Before you give any wild caught raw meat, it's best to freeze it for 3 or 4 weeks first to kill off any potential parasites.
Also with fish, some are more beneficial than others. I would not feed fish that are known for being high in mercury content, like Tuna, shark etc. The healthiest fish are low in mercury and high in omega fatty acids, so ideally salmon, rainbow trout, mackeral, smelt, sardines, anchovies. Fish like tilapia, cod and catfish are fine, but so low in oils and fatty acids that they're more of a filler meat.
When I feed fish, I usually choose smelt or sardines since they're most readily available and most expensive, and I do feed them whole.
I've attached a chart that has info on mercury levels and omega.
Oh one other thing, if you live in the pacific northwest, do NOT feed the salmon raw. They often carry a parasite that results in salmon poisoning disease. It's very serious and can kill dogs. The parasite can infect any fish in the salmon family.
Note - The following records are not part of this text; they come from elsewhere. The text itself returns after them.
PR #491, opened 2023-09-15
[minor] Add Health FVT pipeline

karlinglee93:
Add the Health pipeline to master branch.
Changes have been tested fully on my personal fvt cluster - healthjn.
截屏2023-09-15 上午9 36 59


whitfiea (changes requested):
@karlinglee93 Can you confirm that the tests pass as well? Rather than just the test task runs?

karlinglee93:
> @karlinglee93 Can you confirm that the tests pass as well? Rather than just the test task runs?

Hi @whitfiea , I cannot guarantee every test would pass, because there are around 600 test cases. And We keep monitoring and fixing the defects every day and the pass rate right now is around 70% (Our best result is over 95% before). We prefer to onboard the pipeline first, and keep improving the pass rate. Do you agree?

whitfiea (approved):
Test code changed so it now only contains passing testcases

PR #504, opened 2023-09-19
[minor] Require --secret-data flag to include secrets in must-gather

mattlrx:
some secret data are sensitive like super user name and password, the collection of the secret has been changed to do a oc describe secret by default and oc get secret when the --secret-data is specified.


andrercm:
@mattlrx has this change been tested somewhere to ensure everything works as expected and no regressions?

mattlrx:
@andrercm 
I tested the change with the cli image built locally and against my cluster, ran a must gather with and without the option and verified the secrets were collected with and without the data.

andrercm:
@mattlrx what's the background behind this change? Is this following a compliant reasoning thinking on the security perspective? Have we ran this past someone from security team? If I understood correctly we're enabling an option to retrieve secret's content along with the must-gather logs? Wouldn't we be potentially infringing sensitive data constraints if we collected secret's data?

mattlrx:
@andrercm 

it is actually the oposite, currently, we are collecting the secrets using "oc get secret -o yaml", this includes the data of the secret, this can be decoded.

the change i propose is to make the default collection of the secret with "oc describe secret", which only collects the name of the secret key with their size

and if needed, collect the secret data by specifying a flag --secret-data in the must-gather command.

durera (approved):

PR #161, opened 2023-01-26
Bicaws 2608 Add reason field to display error and trigger details

C-gyorfi:
### Context
Currently, we show Triggers and Exceptions in two separate columns; these should be displayed under the reason column

### Changes
- Map the errors from `errorReport` field and display according to design
- Install the standing data package
- Utilise the `trigger-definitions` from the standing data package to append the triggers with a short description
- Update the order by logic in `listCourtCases` so it uses both `errorReason` and `triggerReason` fields when ordering by reason(since reasons live in two separate columns in DB this is the best sorting mechanism I could come up with)
- Fix a bug when searching for cases by trigger code

image

### DIFF
--- a/cypress/e2e/index.cy.ts
+++ b/cypress/e2e/index.cy.ts
@@ -60,7 +60,7 @@ describe("Case list", () => {
 
         // Wait for the page to fully load
         cy.get("h1")
-        
+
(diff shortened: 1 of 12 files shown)


monotypical (approved):
🎉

Are you feeding a raw diet? My spaniel's on a raw diet, he gets a small whole mackerel once a week. I have the butcher gut them and cut off the tail but leave the head. Gutting is for my squeamishness, not the dog's.
I'm not sure of the origin of the fish (it's an Asian market) but I did see some larger mackerel that look just like some I saw when I was researching so I think I'll get those next time and cut them in half for portioning.
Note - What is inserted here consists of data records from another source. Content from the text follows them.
PR #165, opened 2023-02-02
Unlock cases from case list

C-gyorfi:
### Context
As a supervisor, I would like to unlock a case by clicking on the locked by user name.

### Changes
- Update `unlockCourtCase` logic:
  - to allow unlocking triggers or exceptions
  - to allow supervisor users to unlock a case that is locked by another user
- Unlock exceptions by sending a post request to the case list page with params `/?unlockException=:caseID`
- Unlock triggers by sending a post request to the case list page with params `/?unlockTrigger=:caseID`
  - This should be refactored in the future using an API endpoint(B7 API)

image

### DIFF
--- a/src/services/queries/courtCasesByVisibleForcesQuery.ts
+++ b/src/services/queries/courtCasesByVisibleForcesQuery.ts
@@ -1,13 +1,10 @@
 import CourtCase from "../entities/CourtCase"
-import { Brackets, In, Repository, SelectQueryBuilder } from "typeorm"
-import KeyValuePair from "../../types/KeyValuePair"
+import { Brackets, In, Like, SelectQueryBuilder, UpdateQueryBuilder } from "typeorm"
 
 const courtCasesByVisibleForcesQuery = (
-  repository: Repository<CourtCase>,
+  query: SelectQueryBuilder<CourtCase> | UpdateQueryBuilder<CourtCase>,
   forces: string[]
-): SelectQueryBuilder<CourtCase> => {
-  const query = repository.createQueryBuilder("courtCase")
-
+): SelectQueryBuilder<CourtCase> | UpdateQueryBuilder<CourtCase> => {
   query.where(
     new Brackets((qb) => {
       if (forces.length < 1) {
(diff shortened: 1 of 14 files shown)


src/services/unlockCourtCase.ts
```diff
@@ -6,27 +6,39 @@ import User from "./entities/User"
...
   }
-  if (canLockTriggers) {
+  if (shouldUnlockTriggers) {
     setFields.triggerLockedByUsername = null
   }
 
   query.set(setFields).where("error_id = :id", { id: courtCaseId })
 
-  return query.execute().catch((error: Error) => error)
+  if (!isSupervisor && shouldUnlockExceptions) {
```
monotypical, line 33: Currently, supervisors can unlock any court case given in the query parameters to the case list page. I wonder if we should prevent supervisors from unlocking cases from other forces?

monotypical (commented):
Great work Csaba! 🎉

src/services/unlockCourtCase.ts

The only fish that is going to be of benefit is wild caught oily types. the benefits come from the oils for omegas. Farmed fish don't have near the benefits. The only thing is, be sure it isn't wild caught from the Pacific Northwest. Feeding those will be a risk of salmon poisoning which is fatal if fed raw to dogs. It would need to be wild caught from somewhere like the Atlantic.
And, you don't have to debone, but I would open them up and gut them to be sure there are no swallowed hooks.
I personally just give fish oil rather than fish, because I just don't have access to quality oily fish here. the oil is where the benefits come from, so its just easier for me to give the oil capsules instead.
Yes, oily fish is best. But even white fish is good for protein and variety. I wouldn't discount it because it isn't an oily fish. For fish I feed mostly mackerel, salmon, sardines and bluefish. But I will also feed tilapia, whiting and most any other type when I find it for a good price.
There are too many other proteins out there to feed rather than lower quality, non oily fish. the oils are the whole reason for feeding fish. otherwise, I would rather feed actual meat proteins that they will get considerably more nutrition out of. If I am given non oily fish for free, I will take it and feed it just for something a little different, but I wouldn't go out and buy it. It just isn't worth it nutritionally. Tialpia is almost nutritionless and non oily. If it's farm raised, it is nutritionless.
Fish in general really isn't a natural part of their diet. In the wild, they are eating wild game red meats which already have all the omegas 3's needed naturally. We supplement our dogs with fish oils and oily fish because most of us aren't lucky enough(or financialy able) to be able to feed only grass fed red meats to supply those omegas. If you could feed grass fed only red meats daily (no grain ever fed at all) like beef, lamb, pork, goat, deer, elk etc.....you wouldn't have to give any omega supplement.
My dogs love fish too much not to give it to them. So I do, oily fish more often than other fish. But since they like it I see no reason not to give it to them when I find it for a good price. Maybe your luckier than I am and can get a big variety of meats. But one great thing about raw is that you can easily tailor it to your animals needs and your availability.
If they love it, and you can get quality oily types there isn't anything wrong with feeding it several times a week. If it's wild caught you are getting the needed omegas that way and no need to supplement. If it's farmed, you aren't getting the omega oils that are needed and you will need to supplement. Feeding it is fine, but I wouldn't make it the diet staple. If your dogs are eating it, it won't hurt still a few times a week. Something different for sure.
The only fish I have access to is catfish. Mostly farmed which I won't buy. ZERO nutritional quality even out of the river. If I get it free, I just add it with another protein of some sort.